■ **PROBLEM DESCRIPTION**
Read the data and repeat all of it exactly.

Data records:

PR #152, opened 2023-07-19
WIP: Cell face flow information

bendudson:
The `anomalous_diffusion` component now saves flows of particles, momentum and energy through cell faces in the state. The plan is for this to be extended to other components, making cell face flows easier to diagnose.

`PFx = state["species"]["e"]["particle_flow_xlow"]` is the (normalised) number of particles per second passing through the lower X cell face: `PFx(i,j,k)` is the number of particles per second passing from cell `(i-1,j,k)` to `(i,j,k)`. Note that positive flow means flow in the positive coordinate direction. 

Similarly, `PFy = state["species"]["e"]["particle_flow_ylow"]` is the flow of particles through the lower Y cell face.

The rate of change of density in cell `(i,j,k)` due to the flows is:
```
ddt(Ne) = ( PFx(i,j,k) + PFy(i,j,k) - PFx(i+1, j, k) - PFy(i,j+1,k) ) / dV
```
where `dV = J * dx * dy * dz` is the volume of the cell.

### DIFF
--- a/docs/sphinx/code_structure.rst
+++ b/docs/sphinx/code_structure.rst
@@ -64,12 +64,12 @@ for new variables which are added to the state:
     * `momentum_source` Normalised momentum source
     * `energy_source`  Normalised energy source
 
-    * `density_flow_xlow`  Normalised particle flow through lower X cell face
-    * `density_flow_ylow`  Normalised particle flow through lower Y cell face
+    * `particle_flow_xlow` Normalised particle flow through lower X cell face
+    * `particle_flow_ylow` Normalised particle flow through lower Y cell face
     * `momentum_flow_xlow` Normalised momentum flow through lower X cell face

■ **EXERCISE ANSWER**
PR #152, opened 2023-07-19
WIP: Cell face flow information

bendudson:
The `anomalous_diffusion` component now saves flows of particles, momentum and energy through cell faces in the state. The plan is for this to be extended to other components, making cell face flows easier to diagnose.

`PFx = state["species"]["e"]["particle_flow_xlow"]` is the (normalised) number of particles per second passing through the lower X cell face: `PFx(i,j,k)` is the number of particles per second passing from cell `(i-1,j,k)` to `(i,j,k)`. Note that positive flow means flow in the positive coordinate direction. 

Similarly, `PFy = state["species"]["e"]["particle_flow_ylow"]` is the flow of particles through the lower Y cell face.

The rate of change of density in cell `(i,j,k)` due to the flows is:
```
ddt(Ne) = ( PFx(i,j,k) + PFy(i,j,k) - PFx(i+1, j, k) - PFy(i,j+1,k) ) / dV
```
where `dV = J * dx * dy * dz` is the volume of the cell.

### DIFF
--- a/docs/sphinx/code_structure.rst
+++ b/docs/sphinx/code_structure.rst
@@ -64,12 +64,12 @@ for new variables which are added to the state:
     * `momentum_source` Normalised momentum source
     * `energy_source`  Normalised energy source
 
-    * `density_flow_xlow`  Normalised particle flow through lower X cell face
-    * `density_flow_ylow`  Normalised particle flow through lower Y cell face
+    * `particle_flow_xlow` Normalised particle flow through lower X cell face
+    * `particle_flow_ylow` Normalised particle flow through lower Y cell face
     * `momentum_flow_xlow` Normalised momentum flow through lower X cell face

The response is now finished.